| Work to complete |
In full and word for word, return the listing that follows.

| Record set |
PR #2099, opened 2026-06-24
[FIXED] MsgsTimeout iterator yields spurious (nil, nil) after a timeout

sueun-dev:
`MsgsTimeout` returns a range-over-func iterator. When `NextMsg` times out it
yields `(nil, ErrTimeout)`. `ErrTimeout` is not fatal, so a consumer is allowed
to keep iterating (e.g. to wait for more messages or do periodic work between
batches). In that case the loop falls through to `yield(msg, nil)` with
`msg == nil` and `err == nil`, so the consumer gets a spurious `(nil, nil)` pair
after every timeout. Code that treats `err == nil` as "got a message" then
operates on a nil `*Msg`.

The `Msgs()` iterator returns after any error and doesn't have this. The fix is
a `continue` after the non-fatal timeout branch so it loops back to `NextMsg`
instead of falling through.

The existing `with timeout` test didn't catch it because it breaks on the first
timeout, so the iterator returns before reaching the second yield. The added
test keeps iterating across timeouts:

```
# before the fix
--- FAIL: TestSubscribeIterator/timeout_keeps_yielding_only_ErrTimeout
    nats_iter_test.go:105: iteration 1: got msg=<nil> with nil error, expected ErrTimeout
# after
ok  github.com/nats-io/nats.go/test
```

`TestSubscribeIterator` and `TestQueueSubscribeIterator` pass with `-race`.

AI assistance disclosure: this fix and test were prepared with the help of an AI
coding assistant; I reviewed and verified the change and tests myself.

Signed-off-by: Sueun Cho <sueun.dev@gmail.com>

### DIFF
--- a/nats_iter.go
+++ b/nats_iter.go
@@ -63,6 +63,7 @@ func (sub *Subscription) MsgsTimeout(timeout time.Duration) iter.Seq2[*Msg, erro
 				if !errors.Is(err, ErrTimeout) {
 					return
 				}
+				continue
 			}
 			if !yield(msg, nil) {
 				return
--- a/test/nats_iter_test.go
+++ b/test/nats_iter_test.go
@@ -79,6 +79,41 @@ func TestSubscribeIterator(t *testing.T) {
 		}
 	})
 
+	t.Run("timeout keeps yielding only ErrTimeout", func(t *testing.T) {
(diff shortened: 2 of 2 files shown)


piotrpio (approved):

PR #2105, opened 2026-07-13
[FIXED] micro: endpoint subject prefix over-match

vsaraikin:
## Bug

`matchEndpointSubject` (in `micro/service.go`, used by `matchSubscriptionSubject` to attribute an incoming subject to a registered endpoint) treats an endpoint subject that is a proper **prefix** of the literal subject as a match:

```go
matchEndpointSubject("foo", "foo.bar")          // true  (want false)
matchEndpointSubject("foo.bar", "foo.bar.baz")  // true  (want false)
matchEndpointSubject("foo.*", "foo.bar.baz")    // true  (want false)
```

This violates NATS subject-matching semantics: without a trailing `>`, `foo` matches only `foo`, and `foo.*` matches exactly one token after `foo`. The function only rejects endpoints that are *longer* than the subject (`len(endpointTokens) > len(subjectTokens)`); when the endpoint is a shorter prefix, the loop consumes all endpoint tokens and falls through to `return true`.

### Impact

A service with two endpoints that share a prefix — e.g. a wildcard endpoint `foo.>` and a literal endpoint `foo` — misattributes activity. When an async error arrives on `foo.bar.baz` (delivered via the `foo.>` subscription), `matchSubscriptionSubject` can match it against endpoint `foo` instead of `foo.>`, so the error count / `LastError` lands on the wrong endpoint's stats.

## Fix

After the token loop, require that the endpoint consumed every subject token (unless it ended with `>`, which returns early):

```go
return len(endpointTokens) == len(subjectTokens)
```

Exact matches, `*` single-token wildcards, and `>` full wildcards are unchanged; only the prefix-over-match cases now correctly return `false`.

## Testing

Added `TestMatchEndpointSubject` (white-box, `package micro`) covering exact, single/full wildcard, mismatch, endpoint-longer, and the prefix-over-match cases. The four over-match cases fail on the current code and pass with the fix. The full `./micro/...` suite (unit + integration, `-race`) passes; `gofmt`/`go vet` clean.

### DIFF
--- a/micro/service.go
+++ b/micro/service.go
@@ -646,7 +646,10 @@ func matchEndpointSubject(endpointSubject, literalSubject string) bool {
 			return false
 		}
 	}
-	return true
+	// Without a trailing ">", every subject token must be consumed; otherwise a
+	// shorter endpoint would over-match a longer subject (e.g. "foo" vs
+	// "foo.bar").
+	return len(endpointTokens) == len(subjectTokens)
 }
 
 // addVerbHandlers generates control handlers for a specific verb.
--- a/micro/service_internal_test.go
+++ b/micro/service_internal_test.go
@@ -1,0 +1,45 @@
+// Copyright 2026 The NATS Authors
+// Licensed under the Apache License, Version 2.0 (the "License");
+// you may not use this file except in compliance with the License.
+// You may obtain a copy of the License at
+//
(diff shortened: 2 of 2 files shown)


piotrpio:
@claude review this PR

piotrpio (approved):

PR #2106, opened 2026-07-21
Add docs.nats.io examples to main

Jarema:
Moves the documentation examples from the `doc-examples`, `core-docs` and `jetstream-docs` branches into `examples/docs/` on main (70 example programs, additive union — no other changes).

Why: the new docs.nats.io build fetches these snippets at build time. On side branches they get zero CI (no workflow triggers on them) and can be broken by branch pruning. On main, `go vet ./...` / `go test ./...` compile them automatically — verified locally, gofmt-clean.

Note: please keep the three docs branches until the docs repo's fetch config is switched to `main` (follow-up PR there).

### DIFF
--- a/examples/docs/basics-publish/main.go
+++ b/examples/docs/basics-publish/main.go
@@ -1,0 +1,16 @@
+package main
+
+import "github.com/nats-io/nats.go"
+
+func main() {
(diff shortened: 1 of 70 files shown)


piotrpio (approved):
LGTM!

PR #2109, opened 2026-07-24
[ADDED] `WithPublishAsyncAckHandler` option for JetStream async publish

### LINKED ISSUE #2108: `WithPublishAsyncSuccessHandler` for JetStream Async Publish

| Result |
PR #2099, opened 2026-06-24
[FIXED] MsgsTimeout iterator yields spurious (nil, nil) after a timeout

sueun-dev:
`MsgsTimeout` returns a range-over-func iterator. When `NextMsg` times out it
yields `(nil, ErrTimeout)`. `ErrTimeout` is not fatal, so a consumer is allowed
to keep iterating (e.g. to wait for more messages or do periodic work between
batches). In that case the loop falls through to `yield(msg, nil)` with
`msg == nil` and `err == nil`, so the consumer gets a spurious `(nil, nil)` pair
after every timeout. Code that treats `err == nil` as "got a message" then
operates on a nil `*Msg`.

The `Msgs()` iterator returns after any error and doesn't have this. The fix is
a `continue` after the non-fatal timeout branch so it loops back to `NextMsg`
instead of falling through.

The existing `with timeout` test didn't catch it because it breaks on the first
timeout, so the iterator returns before reaching the second yield. The added
test keeps iterating across timeouts:

```
# before the fix
--- FAIL: TestSubscribeIterator/timeout_keeps_yielding_only_ErrTimeout
    nats_iter_test.go:105: iteration 1: got msg=<nil> with nil error, expected ErrTimeout
# after
ok  github.com/nats-io/nats.go/test
```

`TestSubscribeIterator` and `TestQueueSubscribeIterator` pass with `-race`.

AI assistance disclosure: this fix and test were prepared with the help of an AI
coding assistant; I reviewed and verified the change and tests myself.

Signed-off-by: Sueun Cho <sueun.dev@gmail.com>

### DIFF
--- a/nats_iter.go
+++ b/nats_iter.go
@@ -63,6 +63,7 @@ func (sub *Subscription) MsgsTimeout(timeout time.Duration) iter.Seq2[*Msg, erro
 				if !errors.Is(err, ErrTimeout) {
 					return
 				}
+				continue
 			}
 			if !yield(msg, nil) {
 				return
--- a/test/nats_iter_test.go
+++ b/test/nats_iter_test.go
@@ -79,6 +79,41 @@ func TestSubscribeIterator(t *testing.T) {
 		}
 	})
 
+	t.Run("timeout keeps yielding only ErrTimeout", func(t *testing.T) {
(diff shortened: 2 of 2 files shown)


piotrpio (approved):

PR #2105, opened 2026-07-13
[FIXED] micro: endpoint subject prefix over-match

vsaraikin:
## Bug

`matchEndpointSubject` (in `micro/service.go`, used by `matchSubscriptionSubject` to attribute an incoming subject to a registered endpoint) treats an endpoint subject that is a proper **prefix** of the literal subject as a match:

```go
matchEndpointSubject("foo", "foo.bar")          // true  (want false)
matchEndpointSubject("foo.bar", "foo.bar.baz")  // true  (want false)
matchEndpointSubject("foo.*", "foo.bar.baz")    // true  (want false)
```

This violates NATS subject-matching semantics: without a trailing `>`, `foo` matches only `foo`, and `foo.*` matches exactly one token after `foo`. The function only rejects endpoints that are *longer* than the subject (`len(endpointTokens) > len(subjectTokens)`); when the endpoint is a shorter prefix, the loop consumes all endpoint tokens and falls through to `return true`.

### Impact

A service with two endpoints that share a prefix — e.g. a wildcard endpoint `foo.>` and a literal endpoint `foo` — misattributes activity. When an async error arrives on `foo.bar.baz` (delivered via the `foo.>` subscription), `matchSubscriptionSubject` can match it against endpoint `foo` instead of `foo.>`, so the error count / `LastError` lands on the wrong endpoint's stats.

## Fix

After the token loop, require that the endpoint consumed every subject token (unless it ended with `>`, which returns early):

```go
return len(endpointTokens) == len(subjectTokens)
```

Exact matches, `*` single-token wildcards, and `>` full wildcards are unchanged; only the prefix-over-match cases now correctly return `false`.

## Testing

Added `TestMatchEndpointSubject` (white-box, `package micro`) covering exact, single/full wildcard, mismatch, endpoint-longer, and the prefix-over-match cases. The four over-match cases fail on the current code and pass with the fix. The full `./micro/...` suite (unit + integration, `-race`) passes; `gofmt`/`go vet` clean.

### DIFF
--- a/micro/service.go
+++ b/micro/service.go
@@ -646,7 +646,10 @@ func matchEndpointSubject(endpointSubject, literalSubject string) bool {
 			return false
 		}
 	}
-	return true
+	// Without a trailing ">", every subject token must be consumed; otherwise a
+	// shorter endpoint would over-match a longer subject (e.g. "foo" vs
+	// "foo.bar").
+	return len(endpointTokens) == len(subjectTokens)
 }
 
 // addVerbHandlers generates control handlers for a specific verb.
--- a/micro/service_internal_test.go
+++ b/micro/service_internal_test.go
@@ -1,0 +1,45 @@
+// Copyright 2026 The NATS Authors
+// Licensed under the Apache License, Version 2.0 (the "License");
+// you may not use this file except in compliance with the License.
+// You may obtain a copy of the License at
+//
(diff shortened: 2 of 2 files shown)


piotrpio:
@claude review this PR

piotrpio (approved):

PR #2106, opened 2026-07-21
Add docs.nats.io examples to main

Jarema:
Moves the documentation examples from the `doc-examples`, `core-docs` and `jetstream-docs` branches into `examples/docs/` on main (70 example programs, additive union — no other changes).

Why: the new docs.nats.io build fetches these snippets at build time. On side branches they get zero CI (no workflow triggers on them) and can be broken by branch pruning. On main, `go vet ./...` / `go test ./...` compile them automatically — verified locally, gofmt-clean.

Note: please keep the three docs branches until the docs repo's fetch config is switched to `main` (follow-up PR there).

### DIFF
--- a/examples/docs/basics-publish/main.go
+++ b/examples/docs/basics-publish/main.go
@@ -1,0 +1,16 @@
+package main
+
+import "github.com/nats-io/nats.go"
+
+func main() {
(diff shortened: 1 of 70 files shown)


piotrpio (approved):
LGTM!

PR #2109, opened 2026-07-24
[ADDED] `WithPublishAsyncAckHandler` option for JetStream async publish

### LINKED ISSUE #2108: `WithPublishAsyncSuccessHandler` for JetStream Async Publish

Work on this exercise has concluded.